Now we can sort those scores to find the top matches:
scores.loc['LH1112'].sort_values(ascending=False)
2030342003 0.218951
2214504597 0.214873
1069223047 0.183628
856131667 0.119994
2214846055 0.094881
...
2056511651 -0.883308
296501634 -0.883329
2275102579 -0.883354
5813091313 -0.883436
910404284 -0.883766
Name: LH1112, Length: 30000, dtype: float64
So we did get a couple of hits here. Let’s visualize the top 3:
fig = navis.plot3d([query_xf, targets.idx[[2030342003, 2214504597, 1069223047]]])
On a final note: the scores for those matches are rather low (1 = perfect match).
The main reason for this is that our image stack contains two neurons (the left and the right version) so half of our query
won’t have a match in any of the individual hemibrain neurons. We could have fixed that by subsetting the query to the approximate hemibrain bounding box. This is also a good idea for bilateral neurons that have parts of their arbour outside the hemibrain volume:
# Remove the left-hand-side neuron based on the position
# along the x-axis (this is just one of the possible approaches)
# This is the approximate LHS boundary of the volume
flybrains.JRCFIB2018Fraw.mesh.vertices[:, 0].max()
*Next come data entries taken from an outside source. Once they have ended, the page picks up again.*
Issue #624, opened 2021-11-09
Consistently set defaults for `new`-based constructors


yurique:
`MutationObserverInit` is defined as a trait with vars and initial values, thus doing this won't compile:

```scala
new MutationObserverInit {
  val childList: UndefOr[Boolean] = someChildList
  ...
```

As a slight inconvenience, because the fields are initialized in the trait, the `override` modifier is required. 
But what doesn't work is overriding the vars: `scalac` complains `mutable variable cannot be overridden`.

sjrd:
This is intentional. The intended way to use it is as follows:
```scala
new MutationObserverInit {
  childList = someChildList
}
```

yurique:
Ahh, indeed! My bad! Feeling kinda stupid now =) 
Thank you, Sébastien!

yurique:
I think this was what had thrown me off:
```scala
// Before (deprecated)
val response = dom.experimental.ResponseInit(myStatus, myStatusText, myHeaders)

// After
val response = new dom.ResponseInit {
  var status = myStatus
  var statusText = myStatusText
  var headers = myHeaders
}
```

armanbilge:
Hmm, is the use of var not needed there? I grabbed that example from one of my own projects:
https://github.com/http4s/http4s-dom/blob/b900066aec70b39286925684b9501e66b36c11fe/dom/src/main/scala/org/http4s/dom/ServiceWorker.scala#L92-L95

yurique:
@armanbilge Here's how I understand it :)

`ResponseInit` is defined like this (vars are abstract):
```scala

trait ResponseInit extends js.Object {
  var status: Int
  var statusText: ByteString
  var headers: HeadersInit
}
```

and this compiles (overriding-implementing the vars from the trait):
```scala
  val response = new org.scalajs.dom.ResponseInit {
    var status     = 200
    var statusText = "OK"
    var headers    = scala.scalajs.js.Dictionary.empty[String]
  }
``` 
without putting `var`s there it won't compile because those need to be overriden (implemented).

By contrast, `MutationObserverInit` is defined like this (there *are* default implementations for the vars):
```scala
trait MutationObserverInit extends js.Object {
  var childList: js.UndefOr[Boolean] = js.undefined
...
```

[...]

Issue #622, opened 2021-11-01
Fetch request body as ReadableStream


ptrdom:
According to the specs, Fetch should be able to handle `ReadableStream` as request body. Implementing this would likely result in some changes to `ReadableStream` and `ReadableStreamController` facades - `ReadableStream` needs a constructor that implements the `underlyingSource`, which allows interaction with `ReadableStreamController`, and `ReadableStreamController` should not have its own constructor, as it is constructed by `ReadableStream` during its construction.

If implementing this would be approved, I could give it a shot.

References:
- https://developer.mozilla.org/en-US/docs/Web/API/fetch#parameters
- https://developer.mozilla.org/en-US/docs/Web/API/ReadableStream/ReadableStream
- https://developer.mozilla.org/en-US/docs/Web/API/ReadableStreamDefaultController

armanbilge:
Thanks for this! 👍 to these changes, the goal is to match the spec so a contribution for this would be _very_ welcome 😁 

_However_, just so you are aware ... I recently implemented a `Fetch`-based client as well in [`http4s-dom`](https://github.com/http4s/http4s-dom) and tried using a `ReadableStream` in the request body, but was dissapointed to learn that many browsers have not implemented this feature for requests. See:

https://caniuse.com/mdn-api_request_request_readablestream_request_body

ptrdom:
I have just realized that also, while playing around with possible new version of the facade 😞. I guess it still makes sense to have the upgraded facade in case someone might find some use for natively available streaming implementation and to prepare for eventual browser support for `ReadableStream` in `Fetch` request body.

I will start working on the PR then.

armanbilge:
Thanks! The enhancements for `ReadableStream` in general are a good idea, and even though browsers have not implemented it, there are other environments that have, such as Cloudflare Workers (serverless):
https://developers.cloudflare.com/workers/runtime-apis/request#requestinit

armanbilge:
Good news, it seems that Chrome will finally be supporting this:
https://developer.chrome.com/articles/fetch-streaming-requests/

Hopefully other browsers will follow suit.

Issue #503, opened 2021-08-25
Auto-generate MiMa exclusions via scalafix


armanbilge:
As proposed in https://github.com/scala-js/scala-js-dom/pull/380#issuecomment-905130204.

The idea is to use @japgolly's API report machinery to automatically generate exclusions for known binary-compatible changes for facades as delineated in https://github.com/scala-js/scala-js-dom/pull/461#issuecomment-894829615. This would enable us to use MiMa without the headache of an overwhelming number of false-positives. Furthermore, I think this would be a significant step towards an auto-generation scheme as described in https://github.com/scala-js/scala-js-dom/discussions/487#discussioncomment-1185706.

I know MiMa exclusions can be specified via files (this is how Akka projects manage theirs) and also in the SBT build. The former strategy is very compatible with the API-report generation scheme, but requires an extra `prePR` step and CI overhead to keep this in sync with the source. If it's not too ambitious, I wonder if during the MiMa check the exclusions can be generated programmatically instead of read from a (programatically-generated) file. If it works, that would be a significant simplification and remove a burden from both maintenance and contribution.

armanbilge:
I was daydreaming about this and realized there was some subtlety I missed when I first wrote this up. Unlike API reports, which we want re-generated for every PR so we can compare the diff, we actually do _not_ want to re-generate MiMa exclusions because these should be based on the last stable version. Generating exclusions based on the current code is self-serving and would let you sneak all kinds of bad stuff in ;)

With this in mind: MiMa exclusions should definitely be generated into files (like the API reports) and my idea above about dynamically loading the exclusions should be tossed. Furthermore, re-generating these exclusions should not happen in a `prePR` step, but only after releasing a new version of scala-js-dom.

PR #628, opened 2021-11-10
Fetch request body as ReadableStream

ptrdom:
References https://github.com/scala-js/scala-js-dom/issues/622.


ptrdom:
I was unable to run `sbt prePR`, received this error:
```
[error] /scala-js-dom/readme/Index.scalatex:43:6: type mismatch;
[error]  found   : scalatex.site.Section.Proxy
[error]  required: scalatags.Text.all.Frag
[error]     (which expands to)  scalatags.generic.Frag[scalatags.text.Builder,String]
[error] @sect{scala-js-dom}
[error]      ^
[error] one error found
[error] (readme / Compile / compileIncremental) Compilation failed
```
It could be an issue with my environment - I am running Windows. WSL returned same errors.

armanbilge:
Hmm, looks like a problem with the README, I wonder if any of the code you changed touched that somehow. Let me try it as well.

armanbilge:
Ah, of course. The docs use `Fetch` which you just changed here right?
https://scala-js.github.io/scala-js-dom/#dom.Fetch

armanbilge:
You may want to check the code in here, see if there's something you need to update:
https://github.com/scala-js/scala-js-dom/blob/master/example/src/main/scala/example/Example.scala

ptrdom:
Yes, there is a change to `BodyInit` type - new member added to the union. Code of the example does not interact with the request body directly, not sure what should be changed there.

ptrdom:
CI does show some actual Firefox and Scala 3 errors, those I obviously can fix.

armanbilge:
Does `prePR` fail for you _before_ you make any changes? E.g. if you just it on `master`.

armanbilge:
Huh, with that same error message? Now that's definitely strange :)

dom/src/main/scala/org/scalajs/dom/ReadableStream.scala
```diff
@@ -1,14 +1,19 @@
...
 
 /** defined at [[https://streams.spec.whatwg.org/#readable-stream ¶2.1. Readable Streams]] of whatwg Streams spec.
   *
   * @tparam T
   *   Type of the Chunks returned by the Stream. Can't make it coveriant, due to T
   */
 @js.native
-trait ReadableStream[+T] extends js.Object {
+@JSGlobal
+class ReadableStream[+T](
```
armanbilge, line 13: Unfortunately we cannot convert a `trait` to a class, this is binary incompatible :( I hope we can find a way to make this work even as a `trait`.

armanbilge (changes requested):

dom/src/main/scala/org/scalajs/dom/ReadableStream.scala
ptrdom: Converted it back to a `trait` and added construction in companion object's `apply` through `js.Dynamic`, is that fine?

tests-shared/src/main/scala/org/scalajs/dom/tests/shared/SharedTests.scala
```diff
@@ -36,4 +41,42 @@ trait SharedTests {
...
+        Tuna("red")
+    )
+
+    val stream = ReadableStream[Tuna](
+        new ReadableStreamUnderlyingSource[Tuna] {
+          start = { (controller: ReadableStreamController[Tuna]) =>
+            controller.enqueue(Tuna("blue"))
+            controller.enqueue(Tuna("red"))
+            controller.close()
+          }: js.Function1[ReadableStreamController[Tuna], Unit]
```
ptrdom, line 60: Scala 2.11 complains about this cast, I just could not figure out how to solve it, assistance needed 😬

armanbilge: Hmm, try changing the cast to 
```suggestion
          }: js.UndefOr[js.Function1[ReadableStreamController[Tuna], js.UndefOr[Unit]]]
```

dom/src/main/scala/org/scalajs/dom/ReadableStream.scala
armanbilge: At a glance looks good 👍 thanks for making this work!

tests-shared/src/main/scala/org/scalajs/dom/tests/shared/SharedTests.scala
```diff
@@ -36,4 +41,42 @@ trait SharedTests {
 
   @Test final def WindowIdbTest(): AsyncResult =
     IdbTest(window.indexedDB)
+
+  @Test
+  final def ReadableStreamTest: AsyncResult = async {
```
armanbilge, line 46: JSDom doesn't support `ReadableStream` yet so I don't think this can be a shared test.
- https://github.com/jsdom/jsdom/pull/3200

tests-shared/src/main/scala/org/scalajs/dom/tests/shared/SharedTests.scala
ptrdom: Getting two errors with that cast:
```
\scala-js-dom\tests-shared\src\main\scala\org\scalajs\dom\tests\shared\SharedTests.scala:56:66: type mismatch;
[error]  found   : org.scalajs.dom.ReadableStreamController[Tuna] => Unit
[error]  required: scala.scalajs.js.UndefOr[scala.scalajs.js.Function1[org.scalajs.dom.ReadableStreamController[Tuna],scala.scalajs.js.UndefOr[Unit]]]
[error]     (which expands to)  scala.scalajs.js.|[scala.scalajs.js.Function1[org.scalajs.dom.ReadableStreamController[Tuna],scala.scalajs.js.|[Unit,Unit]],Unit]
[error]           start = { (controller: ReadableStreamController[Tuna]) =>
[error]                                                                  ^
```
```
\scala-js-dom\tests-shared\src\main\scala\org\scalajs\dom\tests\shared\SharedTests.scala:60:12: type mismatch;
[error]  found   : scala.scalajs.js.UndefOr[scala.scalajs.js.Function1[org.scalajs.dom.ReadableStreamController[Tuna],scala.scalajs.js.UndefOr[Unit]]]
[error]     (which expands to)  scala.scalajs.js.|[scala.scalajs.js.Function1[org.scalajs.dom.ReadableStreamController[Tuna],scala.scalajs.js.|[Unit,Unit]],Unit]
[error]  required: scala.scalajs.js.UndefOr[scala.scalajs.js.Function1[org.scalajs.dom.ReadableStreamController[Tuna],scala.scalajs.js.|[Unit,scala.scalajs.js.Promise[Unit]]]]
[error]     (which expands to)  scala.scalajs.js.|[scala.scalajs.js.Function1[org.scalajs.dom.ReadableStreamController[Tuna],scala.scalajs.js.|[Unit,scala.scalajs.js.Promise[Unit]]],Unit]
[error]           }: js.UndefOr[js.Function1[ReadableStreamController[Tuna], js.UndefOr[Unit]]]
[error]            ^
```

tests-shared/src/main/scala/org/scalajs/dom/tests/shared/SharedTests.scala
ptrdom: Where would you prefer this test to be moved? Could just create a new trait in shared module, but this test is not really shared. Could create a new module only with this test that chrome and firefox test modules will have as a dependency, but it could be considered an overkill.

tests-shared/src/main/scala/org/scalajs/dom/tests/shared/SharedTests.scala
armanbilge: Hmm, I would just keep following the hints for what is "required" 😅

tests-shared/src/main/scala/org/scalajs/dom/tests/shared/SharedTests.scala
armanbilge: Yes, I vote for creating a new trait `BrowserTests` in shared. Hopefully JSDOM will catch up with `ReadableStream` support and it can eventually become a proper shared test.

dom/src/main/scala/org/scalajs/dom/ReadableStreamController.scala
```diff
@@ -14,8 +13,7 @@ import scala.scalajs.js.annotation._
   *   Type of the Chunks to be enqueued to the Stream
   */
 @js.native
-@JSGlobal
-class ReadableStreamController[-T](stream: ReadableStream[T] = null) extends js.Object {
+trait ReadableStreamController[-T] extends js.Object {
```
armanbilge, line 16: Oops, I think this is another one that can't change `class -> trait`. In general this change is not binary compatible.

dom/src/main/scala/org/scalajs/dom/ReadableStreamReader.scala
```diff
@@ -30,11 +30,8 @@ class ReadableStreamReader[+T](stream: ReadableStream[T]) extends js.Object {
     *
     * If the reader is active, the cancel method behaves the same as that for the associated stream. When done, it
     * automatically releases the lock.
-    *
-    * //todo determine type of reason
     */
-  // not actually sure what the return type is here
-  def cancel(reason: Any): js.Promise[Any] = js.native
+  def cancel[U](reason: js.UndefOr[U]): js.Promise[U] = js.native
```
armanbilge, line 34:
```suggestion
  def cancel[U](reason: js.UndefOr[U]): js.Promise[js.UndefOr[U]] = js.native
```

If the input is undefined, I assume the output can be as well?

dom/src/main/scala/org/scalajs/dom/ReadableStreamController.scala
ptrdom: This change can be left out, I just wanted to remove it because this constructor is basically not provided and should not be called, as per spec.

dom/src/main/scala/org/scalajs/dom/ReadableStreamType.scala
```diff
@@ -0,0 +1,11 @@
+package org.scalajs.dom
+
+import scala.scalajs.js
+
+/** [[https://streams.spec.whatwg.org/#enumdef-readablestreamtype ReadableStreamType enum]] */
+@js.native
+sealed trait ReadableStreamType extends js.Any
```
armanbilge, line 7: For an example of how we are implementing `enum`s check the `scala-2` and `scala-3` specific source folders. This looks good for Scala 2 I think.

tests-shared/src/main/scala/org/scalajs/dom/tests/shared/SharedTests.scala
ptrdom: I wonder how the compiler manages to get to `scala.scalajs.js.UndefOr[scala.scalajs.js.Function1[org.scalajs.dom.ReadableStreamController[Tuna],scala.scalajs.js.UndefOr[Unit]]]`, `scala.scalajs.js.UndefOr[Unit]` is basically `Unit | Unit`? This is an odd and very specific Scala 2.11 issue.

dom/src/main/scala/org/scalajs/dom/ReadableStreamController.scala
armanbilge: Yeah, I regret not spending more time with this `ReadableStream` stuff before locking down the binary for 2.0.0. We'll have to fix these in 3.0.0 :(

I think you can just remove the constructor (maybe even make it `private`?) as a workaround.

dom/src/main/scala/org/scalajs/dom/ReadableStreamReader.scala
sjrd: In that case:
```suggestion
  def cancel[U](reason: U): js.Promise[U] = js.native
```

tests-shared/src/main/scala/org/scalajs/dom/tests/shared/SharedTests.scala
armanbilge: It is strange. I'll looking it in more detail later, if you can get everything else working until then that would be great 😁

sjrd: Try wrapping the lambda with `js.defined(...)`. That should help the type inference.

dom/src/main/scala/org/scalajs/dom/ReadableStreamReader.scala
ptrdom: https://developer.mozilla.org/en-US/docs/Web/API/ReadableStreamDefaultReader/cancel does show a call with no arguments passed - and my guess that is the most common usage - so should it be `def cancel[U](reason: js.UndefOr[U] = js.undefined): js.Promise[js.UndefOr[U]] = js.native` then?

ptrdom: Although `reason: U` will not return `js.undefined`, so my suggestion is also not ideal.

armanbilge: What if we just provide two overloads of this method?

```scala
def cancel[U](reason: U): js.Promise[U] = js.native
def cancel(): js.Promise[Unit] = js.native
```

dom/src/main/scala/org/scalajs/dom/ReadableStreamController.scala
sjrd: Make it `private[dom]`. That should do the trick.

dom/src/main/scala/org/scalajs/dom/ReadableStreamReader.scala
sjrd: Consider using 2 overloads, then:
```scala
  def cancel[U](reason: U): js.Promise[U] = js.native
  def cancel(): js.Promise[Unit] = js.native
```

ptrdom: I was a bit late to also reply with the same message 😄

tests-shared/src/main/scala/org/scalajs/dom/tests/shared/SharedTests.scala
ptrdom: Tried these, still got errors:
```
start = js.defined({ (controller: ReadableStreamController[Tuna]) =>
  controller.enqueue(Tuna("blue"))
  controller.enqueue(Tuna("red"))
  controller.close()
}): js.UndefOr[js.Function1[ReadableStreamController[Tuna], Unit | js.Promise[Unit]]]
```
```
start = js.defined({ (controller: ReadableStreamController[Tuna]) =>
  controller.enqueue(Tuna("blue"))
  controller.enqueue(Tuna("red"))
  controller.close()
}: js.Function1[ReadableStreamController[Tuna], Unit | js.Promise[Unit]])
```
```
start = js.defined({ (controller: ReadableStreamController[Tuna]) =>
  controller.enqueue(Tuna("blue"))
  controller.enqueue(Tuna("red"))
  controller.close()
}: js.Function1[ReadableStreamController[Tuna], Unit])
```
```
start = js.defined({ (controller: ReadableStreamController[Tuna]) =>
  controller.enqueue(Tuna("blue"))
  controller.enqueue(Tuna("red"))
  controller.close()
}): js.UndefOr[js.Function1[ReadableStreamController[Tuna], Unit]]
```

dom/src/main/scala/org/scalajs/dom/ReadableStreamController.scala
ptrdom:
```
\scala-js-dom\dom\src\main\scala\org\scalajs\dom\ReadableStreamController.scala:18:36: Native JS classes may not have private constructors. Use `private[this]` to declare an internal constructor.
[error] class ReadableStreamController[-T] private[dom] (stream: ReadableStream[T] = null) extends js.Object {
```
What would be an ideal solution then?

tests-shared/src/main/scala/org/scalajs/dom/tests/shared/SharedTests.scala
ptrdom: 2.12 is okay with:
```
start = js.defined({ (controller: ReadableStreamController[Tuna]) =>
  controller.enqueue(Tuna("blue"))
  controller.enqueue(Tuna("red"))
  controller.close()
}): js.UndefOr[js.Function1[ReadableStreamController[Tuna], Unit | js.Promise[Unit]]]
```
But 2.11 does not accept anything 😞

dom/src/main/scala/org/scalajs/dom/ReadableStreamController.scala
sjrd: Try `private[this]`, as suggested.

ptrdom:
I think the only issue left now is the very first one - https://github.com/scala-js/scala-js-dom/pull/628#issuecomment-965546913.

ptrdom:
And it was a Windows related issue. Big thanks to Microsoft for WSL 👏

armanbilge:
Nice work getting it green! 🎉

dom/src/main/scala/org/scalajs/dom/ReadableStreamQueuingStrategy.scala
```diff
@@ -0,0 +1,23 @@
...
+  var highWaterMark: Double
+
+  /** (non-byte streams only)
+    *
+    * The result is used to determine backpressure, manifesting via the appropriate desiredSize property. For readable
+    * streams, it also governs when the underlying source's [[ReadableStreamUnderlyingSource.pull]] method is called.
+    *
+    * A function that computes and returns the finite non-negative size of the given chunk value.
+    */
+  var size: js.Function1[Chunk[T], Unit]
```
armanbilge, line 22:
```suggestion
  var size: js.Function1[T, Int]
```

Right?

dom/src/main/scala/org/scalajs/dom/ReadableStreamUnderlyingSource.scala
```diff
@@ -0,0 +1,58 @@
...
+  *   Type of the Chunks returned by the Stream
+  */
+trait ReadableStreamUnderlyingSource[T] extends js.Object {
+
+  /** A function that is called immediately during creation of the ReadableStream.
+    *
+    * If this setup process is asynchronous, it can return a promise to signal success or failure; a rejected promise
+    * will error the stream. Any thrown exceptions will be re-thrown by the [[ReadableStream]] constructor.
+    */
+  var start: js.UndefOr[js.Function1[ReadableStreamController[T], Unit | js.Promise[Unit]]] = js.undefined
```
armanbilge, line 19:
```suggestion
  var start: js.UndefOr[js.Function1[ReadableStreamController[T], js.UndefOr[js.Promise[Unit]]]] = js.undefined
```

They are aliases.

dom/src/main/scala/org/scalajs/dom/ReadableStreamUnderlyingSource.scala
```diff
@@ -0,0 +1,58 @@
...
+    * This function will not be called until [[start]] successfully completes. Additionally, it will only be called
+    * repeatedly if it enqueues at least one chunk or fulfills a BYOB request; a no-op [[pull]] implementation will not
+    * be continually called.
+    *
+    * If the function returns a promise, then it will not be called again until that promise fulfills. (If the promise
+    * rejects, the stream will become errored.) This is mainly used in the case of pull sources, where the promise
+    * returned represents the process of acquiring a new chunk. Throwing an exception is treated the same as returning a
+    * rejected promise.
+    */
+  var pull: js.UndefOr[js.Function1[ReadableStreamController[T], Unit | js.Promise[Unit]]] = js.undefined
```
armanbilge, line 34: `js.UndefOr` here, like above.

dom/src/main/scala/org/scalajs/dom/ReadableStreamUnderlyingSource.scala
```diff
@@ -0,0 +1,58 @@
...
+
+  /** A function that is called whenever the consumer cancels the stream, via [[ReadableStream.cancel]] or
+    * [[ReadableStreamReader.cancel():scala\.scalajs\.js\.Promise[Unit]*]]. It takes as its argument the same value as
+    * was passed to those methods by the consumer. If the shutdown process is asynchronous, it can return a promise to
+    * signal success or failure; the result will be communicated via the return value of the [[cancel]] method that was
+    * called. Additionally, a rejected promise will error the stream, instead of letting it close. Throwing an exception
+    * is treated the same as returning a rejected promise.
+    */
+  var cancel: js.UndefOr[js.Function1[js.Any, Unit | js.Promise[Unit]]] = js.undefined
```
armanbilge, line 43: `js.UndefOr` here, like above.

tests-shared/src/main/scala/org/scalajs/dom/tests/shared/BrowserTests.scala
```diff
@@ -0,0 +1,56 @@
...
+trait BrowserTests {
+
+  @Test
+  final def ReadableStreamTest: AsyncResult = async {
+    case class Tuna(color: String)
+
+    val expectedTunas = Seq(
+        Tuna("blue"),
+        Tuna("red")
+    )
```
armanbilge, line 26: One_Fish_Two_Fish_Red_Fish_Blue_Fish_(cover_art)

armanbilge (commented):
This is a _very_ complex API, so thank you for all your efforts and apologies if I'm confused about something in the comments!

ptrdom:
@armanbilge Thank you for the review! I think I have addressed all of your comments.

dom/src/main/scala/org/scalajs/dom/ReadableStreamReader.scala
```diff
@@ -30,11 +30,9 @@ class ReadableStreamReader[+T](stream: ReadableStream[T]) extends js.Object {
     *
     * If the reader is active, the cancel method behaves the same as that for the associated stream. When done, it
     * automatically releases the lock.
-    *
-    * //todo determine type of reason
     */
-  // not actually sure what the return type is here
-  def cancel(reason: Any): js.Promise[Any] = js.native
+  def cancel[U](reason: U): js.Promise[U] = js.native
+  def cancel(): js.Promise[Unit] = js.native
```
armanbilge, line 35: Sorry to fiddle with this again :( I think the return type should just be `js.Promise[Unit]`, at least according to this:
https://streams.spec.whatwg.org/#generic-reader-mixin-definition

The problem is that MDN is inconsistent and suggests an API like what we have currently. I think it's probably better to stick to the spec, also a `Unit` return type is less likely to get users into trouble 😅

TrackedArray(34499.97265625)
query_ss = navis.subset_neuron(query_xf, query_xf.points[:, 0] <= 35_000)
query_ss
type | navis.Dotprops |
---|---|
name | VFB_001013cg |
k | 20 |
units | 9.999999999999998 nanometer |
n_points | 5093 |
Using query_ss
should yield much improved scores.
Another potential pitfall is the generation of dotprops from the image itself: if you compare the image- against the skeleton-derived dotprops, you might notice that the latter have fewer and less dense points. That’s a natural consequence the image containing multiple individuals of the same cell type but we could have tried to ameliorate this by some pre-processing (e.g. downsampling or thinning the image).